In file included from /localdisk/hbae/LLVM/llvm-base/openmp/libomptarget/plugins-nextgen/common/PluginInterface/PluginInterface.cpp:11:0:
/localdisk/hbae/LLVM/llvm-base/openmp/libomptarget/plugins-nextgen/common/PluginInterface/PluginInterface.h: In member function ‘virtual llvm::Expected<std::unique_ptr<llvm::MemoryBuffer> > llvm::omp::target::plugin::GenericDeviceTy::doJITPostProcessing(std::unique_ptr<llvm::MemoryBuffer>) const’:
/localdisk/hbae/LLVM/llvm-base/openmp/libomptarget/plugins-nextgen/common/PluginInterface/PluginInterface.h:389:12: error: could not convert ‘MB’ from ‘std::unique_ptr<llvm::MemoryBuffer>’ to ‘llvm::Expected<std::unique_ptr<llvm::MemoryBuffer> >’
     return MB;
            ^~

Some older GCC's have problem with the implicit move on copy elision AFAIK. I'll add a std::move and let me know if that fixes it.
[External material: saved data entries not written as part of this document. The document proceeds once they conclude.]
PR #51, opened 2016-04-21
Restore automatic and manual update checking

topic2k:
- options ->  check on startup
  - help menu -> manually check for update

Currently it uses a GitHub token from my account to get the latest release information. If the PR is accepted, maybe it could be replaced with a token from EventGhost organization? (No [scopes ](https://developer.github.com/v3/oauth/#scopes)needed, just read access for public info)


blackwind:
Good stuff. My only concern about this one is pre-releases. Users running a pre-release should get notifications for all releases, while users running a stable release should only get notifications for stable releases. There should be an additional option (right below `checkUpdateCtrl`), disabled by default, called "Always notify about new pre-releases" so stable users can get pre-release notifications if they want them. This option should be grayed out if the user disables the main check update option.

blackwind:
Oh, and regarding the token, it's not currently possible to create tokens for an organization, but according to GitHub:

> For requests using Basic Authentication or OAuth, you can make up to 5,000 requests per hour. For unauthenticated requests, the rate limit allows you to make up to 60 requests per hour.

Since we're only making one request per day, just do it unauthenticated.

topic2k:
>  My only concern about this one is pre-releases.

Yeah, your right, didn't thought about that one. We should use the GitHub prerelease marker when uploading alpha-, beta-, rc-, etc.-Versions. Then those won't be seen as new(latest) release.

Regardless this i will try to implement the pre-release check.

blackwind:
> We should use the GitHub prerelease marker when uploading alpha-, beta-, rc-, etc.-Versions.

Agreed. Go ahead and include an update for the GitHub build step in this pull request since it's related. You can now easily determine whether or not a version is a pre-release via `if "-" in buildSetup.appVersion` thanks to `builder.Utils.ParseVersion()`, which throws `InvalidVersion` if the given version string isn't formatted to its liking. All valid pre-release version strings contain "-".

topic2k:
Pre-release functionality added to update check and builder.

blackwind:
I prefer to automate things wherever possible so as not to end up with a result we don't want. Offering the user the ability to set the pre-release flag by hand will surely result in someone, at some point, releasing a stable version string as a pre-release. There's no reason that should ever occur. I would scrap the *entirety* of the builder changes and simply change line 200 of `_build/builder/CreateGitHubRelease.py` to `'prerelease': ("-" in self.buildSetup.appVersion)`.

As for the update checking code itself, the logic doesn't appear to be correct yet. If the latest version is a pre-release, it'll happily report that pre-release irrespective of the user's preference, and there's no exception for users already on a pre-release. The `...releases.latest.get()` call should be removed entirely, and you should instead loop through `...releases.get()`. Then:

    if item["prerelease"]:
        if eg.config.checkPreRelease or "-" in eg.Version.string:
            # Return this one and `break`.
    else:
        # Return this one and `break`.

Finally, I still prefer the "Always notify about new pre-releases" wording of the option. As is, if I were a user running a pre-release and unchecked "Include pre-releases in update check", I would expect not to receive any further update notifications for pre-releases, but that's not the case. The "Always notify" wording properly signifies how the option is actually applied.

blackwind:
One more thing: We should probably add an exception for `eg.Version.string.startswith("WIP-")`. There's no good way to determine if a release is newer or older than a WIP, so we shouldn't check for updates at all if that condition is true.

blackwind:
One more thing: We should probably add an exception for `eg.Version.string.startswith("WIP-")`. There's no good way to determine if a release is newer or older than a WIP, so we shouldn't check for updates at all if that condition is true. **EDIT:** Actually, I suppose you could compare `item["created_at"]` or `item["published_at"]` with `eg.Version.buildTime`.

blackwind:
Just a heads-up: I'll be introducing a ton of merge conflicts in the near-future. If you intend to finish this one, it might be wise to do so before that occurs.

topic2k:
Yes, i want to finish it, but currently have no time. So just go and make your changes, i will redo the PR later.

topic2k:
Ok, took some time and made some changes to the version check.

> , and there's no exception for users already on a pre-release. The ...releases.latest.get() call should be removed entirely, and you should instead loop through ...releases.get(). Then:
>
>
    if item["prerelease"]:
        if eg.config.checkPreRelease or "-" in eg.Version.string:
            # Return this one and `break`.
    else:
        # Return this one and `break`.

If i understand it correct, you want to search for prerelease version if the user is on a prerelease version, regardless if the option to check for prerelease versions is checked? Personally i wouldn't do that, but if you want, i'll add it.

blackwind:
Correct. We can safely assume that if the user is running a pre-release, they want to know when the next pre-release is available. This way, the user can freely jump between stable releases and pre-releases without modifying their options and always get update notifications for the channel they're on.

Based on the code at line 129 in `eg/Classes/CheckUpdate.py`, it looks like you might not be up-to-speed yet on WIPs. We have a new class of WIP now that's generated on every continuous integration build and can be found [here](https://ci.appveyor.com/project/blackwind/eventghost/build/artifacts). These WIPs have a version string like "WIP-2016.05.15-21.42.29", so your `if eg.Version.base == "WIP":` comparison will only apply to users running from source (which is what we want); meanwhile, CI WIPs aren't currently handled, and we'll need code for that as well.

There's no need to alert CI WIP users to new CI WIPs, but CI WIP users should be notified of new stable releases and pre-releases newer than their build. CI WIPs do contain a valid `eg.Version.buildTime`, so this is why I suggested comparing `item["created_at"]` or `item["published_at"]` with `eg.Version.buildTime` above. If it makes sense to do that same comparison across the board (and I can't think of any reason why not at the moment), you could eliminate the entirety of the version comparing code.

For now, this is the only specific note I have:

`eg/Classes/CheckUpdate.py`

* [line 129] Change to `if eg.Version.string == "WIP":`. I've just added code to [make `eg.Version.base` work as originally intended](https://github.com/EventGhost/EventGhost/commit/88826f415cf8f85ab9cfb3a0b2c29232c3523fb8), and the `eg.Version.base` for version string "WIP-2016.05.15-21.42.29" will be "WIP". We only want users running from source to receive this error message.

topic2k:
> We have a new class of WIP now that's generated on every continuous integration build and can be found here.

Ah, ok, now i understand (i think :D ).

blackwind:
Alright, we're almost there!

For clarity's sake, I still want this added:

> There should be an additional option (right below checkUpdateCtrl), disabled by default, called "Always notify about new pre-releases" so stable users can get pre-release notifications if they want them. **This option should be grayed out if the user disables the main check update option.**

If the user disables checkUpdate but still has checkPreRelease enabled, if it's not grayed out, he might assume that he'll still get pre-release notifications, which wouldn't be the case.

Beyond that, it's just a matter of cleaning up code that's no longer needed:

`_build/builder/Gui.py`

* Completely revert. There's still an import of `InvalidVersion` at the top that's no longer used, and there's still some horizontal spacer code that's no longer used. When you're done, this file should no longer appear in [files changed](https://github.com/EventGhost/EventGhost/pull/51/files) at all.

`eg/Classes/CheckUpdate.py`

* [lines 21, 189-250] Remove. If we need this code in the future, it'll be in the commit history.

blackwind:
Oh, one more thing:

`eg/Classes/Config.py`

* [line 90] Change to `checkUpdate = True`. Let's enable this by default.

topic2k:
crossing fingers... :)

blackwind:
I found one last issue, but I'm going to fix it myself. Merging.

topic2k:
ok, thank you.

Yes, that fixes it. We have two more places in JIT.cpp (line 126, 185).

Looks like GCC 7.5 cannot build LLVM after this change. Could you please take a look?

In file included from /localdisk/hbae/LLVM/llvm-base/openmp/libomptarget/plugins-nextgen/common/PluginInterface/PluginInterface.cpp:11:0:
/localdisk/hbae/LLVM/llvm-base/openmp/libomptarget/plugins-nextgen/common/PluginInterface/PluginInterface.h: In member function ‘virtual llvm::Expected<std::unique_ptr<llvm::MemoryBuffer> > llvm::omp::target::plugin::GenericDeviceTy::doJITPostProcessing(std::unique_ptr<llvm::MemoryBuffer>) const’:
/localdisk/hbae/LLVM/llvm-base/openmp/libomptarget/plugins-nextgen/common/PluginInterface/PluginInterface.h:389:12: error: could not convert ‘MB’ from ‘std::unique_ptr<llvm::MemoryBuffer>’ to ‘llvm::Expected<std::unique_ptr<llvm::MemoryBuffer> >’
     return MB;
            ^~

Some older GCC's have problem with the implicit move on copy elision AFAIK. I'll add a std::move and let me know if that fixes it.

Yes, that fixes it. We have two more places in JIT.cpp (line 126, 185).

Thanks for pointing them out, I'll fix them right away.